[Items from a dataset]
PR #1335, opened 2026-05-24
fix(attribution): make git attribution opt-in by default

chioarub:
## Summary
- Make local commit and PR attribution opt-in by default.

- Your task -
Collect the lines of the data that carry the word "attribution".

- Completed task -
fix(attribution): make git attribution opt-in by default
- Make local commit and PR attribution opt-in by default.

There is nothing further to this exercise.